The two-day Capacity Building Workshop for Implementation of the Cassava Bio-Ethanol Value Chain Development Project, running March 11 and 12 in Nasarawa, brought together participants from the National Agency for Food and Drug Administration and Control, the Federal Ministry of Agriculture and Food Security, the Raw Materials Research and Development Council, North-Central state governments, and the Association of Cassava Producers and Processors. The gathering was convened by the Federal Ministry of Budget and Economic Planning under Minister Abubakar Atiku Bagudu, who was represented by the ministry’s Director of Economic Growth, Muhammed Auwal.

Auwal told participants that a core technical objective of the project was the reduction of post-harvest loss, which currently accounts for a 40 percent efficiency leak in the cassava value chain. He said the initiative would deploy strategic aggregation hubs and rapid processing technologies to compress the window between harvest and processing.

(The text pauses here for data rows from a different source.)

PR #7380, opened 2017-06-22
[feature] Replace '&amp;' with '&' in Profile Tabs [OSF-3945]

Nesiehr:
## Purpose

When users added '&' to their employment / education / social personal website link it resulted in being displayed as '&amp;'.
This replaces any '&amp;' with '&' in the personal website links and employment and education tabs on the profile page.

## Changes

Modified profile.js to pick up on where '&amp;' was being displayed on the employment, education, and social tabs where applicable.

## Side effects

If a user were to have '&amp;' in their personal website social link it would likely break the link by replacing that with '&'

## QA Considerations

There may be other links under social where a user could put  an ampersand, so if that is the case this will need to be updated.

## Ticket

https://openscience.atlassian.net/browse/OSF-3945

### DIFF
--- a/website/static/js/profile.js
+++ b/website/static/js/profile.js
@@ -731,6 +731,11 @@ SocialViewModel.prototype.unserialize = function(data) {
     var self = this;
     var websiteValue = [];
     $.each(data || {}, function(key, value) {
+        if (key === 'profileWebsites') {
+            value = value.map(function(website) {
+                return website.replace(/&amp;/gi, '&');
+            });
+        }
         if (ko.isObservable(self[key]) && key === 'profileWebsites') {
             if (value && value.length === 0) {
                 value.push(ko.observable('').extend({
@@ -924,6 +929,11 @@ ListViewModel.prototype.unserialize = function(data) {
         self.editable(false);
     }
     self.contents(ko.utils.arrayMap(data.contents || [], function (each) {
+        for (var attr in each) {
+            if (typeof each[attr] === 'string') {
+                each[attr] = each[attr].replace(/&amp;/gi, '&');
+            }
+        }
         return new self.ContentModel(self).unserialize(each);
     }));
 
--- a/website/static/js/profile.js
+++ b/website/static/js/profile.js
@@ -731,6 +731,9 @@ SocialViewModel.prototype.unserialize = function(data) {
     var self = this;
     var websiteValue = [];
     $.each(data || {}, function(key, value) {
+        if (key === 'scholar') {
+            value = value.replace(/&amp;/gi, '&');
+        }
         if (key === 'profileWebsites') {
             value = value.map(function(website) {
                 return website.replace(/&amp;/gi, '&');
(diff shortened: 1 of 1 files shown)


website/static/js/profile.js
```diff
@@ -731,6 +731,11 @@ SocialViewModel.prototype.unserialize = function(data) {
     var self = this;
     var websiteValue = [];
     $.each(data || {}, function(key, value) {
+        if (key === 'profileWebsites') {
```
fabmiz: Looks pretty good. One thing, it may not be in the ticket statement, in addition to personal website (profileWebsites), we should also unserialize all other social profile links. See this user, [osf.io/dhyac/](https://osf.io/dhyac/).  @alexschiller what do you think?

website/static/js/profile.js
```diff
@@ -924,6 +929,11 @@ ListViewModel.prototype.unserialize = function(data) {
         self.editable(false);
     }
     self.contents(ko.utils.arrayMap(data.contents || [], function (each) {
+        for (var attr in each) {
```
fabmiz: Nice! One thing, it's preferable to use for-in loops only for objects with string keys not arrays. There are other drawbacks of concern. Please check some good practices [here](https://hacks.mozilla.org/2015/04/es6-in-depth-iterators-and-the-for-of-loop/).

Nesiehr: each in this case is an object, so I'm using a for-in loop to loop over the attributes of an object. Is there a better way to do that? I believe for-each loops only work with arrays

alexschiller: That's probably fine then, I mentioned to @fabmiz to look into that in this case since I know weird things can happen with for...in.

website/static/js/profile.js
```diff
@@ -924,6 +929,11 @@ ListViewModel.prototype.unserialize = function(data) {
...
+            if (typeof each[attr] === 'string') {
+                each[attr] = each[attr].replace(/&amp;/gi, '&');
```
alexschiller: Use the $osf helper function `each[attr] = $osf.decodeText(each[attr])`

website/static/js/profile.js
```diff
@@ -731,6 +731,14 @@ SocialViewModel.prototype.unserialize = function(data) {
     var self = this;
     var websiteValue = [];
     $.each(data || {}, function(key, value) {
+        if (key === 'scholar') {
```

“We aim to minimise the window between harvest and processing, thereby preserving starch integrity and ensuring our output meets ASTM specifications for anhydrous ethanol,” he said, citing the American Society for Testing and Materials standards as the benchmark for fuel-grade bioethanol that Nigeria intends to produce for domestic blending.

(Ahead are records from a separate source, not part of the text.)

PR #7384, opened 2017-06-26
Feature/Add email template for adding contributors to a preprint OSF node [EOSF-412]

laurenrevere:
## Purpose

Currently, when there is a preprint associated with a node and someone is added to that node as a contributor, there is no indication in the email that the node also contains a preprint. 

## Changes

Added an email template to send when adding contributors to a node that contains a preprint.

## Side effects

All nodes with preprints will now receive this email instead of the default email when contributors are added. Both templates will need to be changed if the default template needs to be changed.

## Ticket

https://openscience.atlassian.net/browse/EOSF-412

### DIFF
--- a/website/templates/emails/contributor_added_preprint_node_from_osf.txt.mako
+++ b/website/templates/emails/contributor_added_preprint_node_from_osf.txt.mako
@@ -1,0 +1,23 @@
+<%!
+    from website import settings
+%>
+
+Hello ${user.fullname},
+
+${referrer_name + ' has added you' if referrer_name else 'You have been added'} as a contributor to the project "${node.title}" on the Open Science Framework: ${node.absolute_url}
+
+This project also has a public preprint, discoverable at: ${node.preprints.get_queryset()[0].absolute_url}
+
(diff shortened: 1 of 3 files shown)


website/templates/emails/contributor_added_preprint_node_from_osf.txt.mako
```diff
@@ -0,0 +1,23 @@
+<%!
+    from website import settings
+%>
+
+Hello ${user.fullname},
+
+${referrer_name + ' has added you' if referrer_name else 'You have been added'} as a contributor to the project "${node.title}" on the Open Science Framework: ${node.absolute_url}
+
+This project also has a public preprint, discoverable at: ${settings.DOMAIN.rstrip('/') + node.preprint_url}
```
binoculars: This should use the preprint's absolute URL: https://github.com/CenterForOpenScience/osf.io/blob/develop/osf/models/preprint_service.py#L93 (branded domains)

laurenrevere: Oh. True. 👍

PR #7389, opened 2017-06-27
[OSF-8156] Change exception for updating a registration

Johnetordoff:
## Purpose

When attempting to PATCH/PUT a registration user receives a 400 error code with detail: "Registrations can only be turned from private to public." A better error code should be 403 Forbidden with a clearer message.

## Changes

Changes exception and message.

## Side effects

None that I know of.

The bioethanol programme forms part of a broader strategy to reduce Nigeria’s dependence on imported refined petroleum products. Officials confirmed that the initiative would produce Fuel Grade Ethanol for blending with Premium Motor Spirit, a policy alignment with the government’s long-term ambition to reduce the national energy import bill and ease the chronic foreign exchange pressure generated by fuel imports. Under the coordination of the Infrastructure Concession Regulatory Commission, the cassava bioethanol value chain has already been concessioned across Nigeria’s six geopolitical zones, providing an institutional scaffolding for the commercial phase now being prepared.

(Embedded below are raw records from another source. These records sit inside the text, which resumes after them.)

PR #7393, opened 2017-06-27
[feature] Use mako def for navbar [OSF-7562]

alexschiller:
## Purpose
HOME and MEETINGS flash when loading. Also writes urls for HOME and MEETINGS backend side

## Changes
No more flashy home 🔦 📸 💥 

## Side effects
na

## Ticket
https://openscience.atlassian.net/browse/OSF-7562

## QA Notes
Check the home page, and various other pages to ensure the following data works properly
1. The text of title (HOME, MEETINGS)
2. Clicking HOME or MEETINGS goes to "/" or "/meetings/" respectively
3. The support button goes to the proper support location

Check both the base meetings page and a specific meeting page as these were modified separately

### DIFF
--- a/website/templates/base.mako
+++ b/website/templates/base.mako
@@ -89,7 +89,7 @@
 
     <%namespace name="nav_file" file="nav.mako"/>
     <%block name="nav">
-        ${nav_file.nav()}
+        ${nav_file.nav(self.service_title, self.service_href, self.service_support)}
     </%block>
      ## TODO: shouldn't always have the watermark class
     ${self.content_wrap()}
@@ -245,6 +245,12 @@
 <%def name="alert()">
     <%include file="alert.mako"/>
 </%def>
+
+## Default nav bar service values
+<%def name="service_title()">HOME</%def>
+<%def name="service_href()">/</%def>
+<%def name="service_support()">/support/</%def>
+
 
 <%def name="content_wrap()">
     <div class="watermarked">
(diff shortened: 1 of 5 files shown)


website/templates/base.mako
```diff
@@ -246,6 +246,12 @@
     <%include file="alert.mako"/>
 </%def>
 
+## Default nav bar service values
+<%def name="service_title()">HOME</%def>
+<%def name="service_href()">/</%def>
+<%def name="service_support()">/support/</%def>
```
sloria: These names could be more consistent.

How about `service_name`, `service_url`, and `service_support_url`?

website/templates/nav.mako
```diff
@@ -13,9 +13,9 @@
             </button>
         <a class="navbar-brand" href="/" aria-label="Go home"><span class="osf-navbar-logo"></span></a>
         <div class="service-name">
-            <a data-bind="attr: {href: osfServices[currentService].href}">
+            <a href="${service_href()}">
                 <span class="hidden-xs"> OSF </span>
-                <span><strong data-bind="text: osfServices[currentService].name"></strong></span>
+                <span><strong>${service_title()}</strong></span>
```
sloria: I think I've figured out a way we can avoid this weird function-passing. It involves changing this nav file from using a `block` to a `def`. I'll send a PR shortly.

Ministry Permanent Secretary Dr Deborah Odoh, who also addressed the gathering, said the ministry was committed to sustained policy coordination and independent monitoring of all programme investments. She urged participants to translate workshop resolutions into measurable outcomes and instructed them to focus deliverables on the North-Central zone, which she described as critical to the programme’s agricultural supply chain.

The losses that the bioethanol programme is partly designed to address are well documented. Nigeria is the world’s largest cassava producer, accounting for 18 percent of global output with over 61 million metric tonnes grown annually, yet the country captures just two percent of the $183 billion global cassava processing market. The gap between production volume and market participation is attributable in part to the perishability of raw cassava roots, which begin to deteriorate within 24 to 48 hours of harvest under standard field conditions. Post-harvest losses for cassava alone account for approximately 35 percent of all root and tuber losses nationally, with poor road infrastructure, inadequate cold chain capacity, irregular power supply to processing plants, and a fragmented smallholder farming structure all identified as contributing factors.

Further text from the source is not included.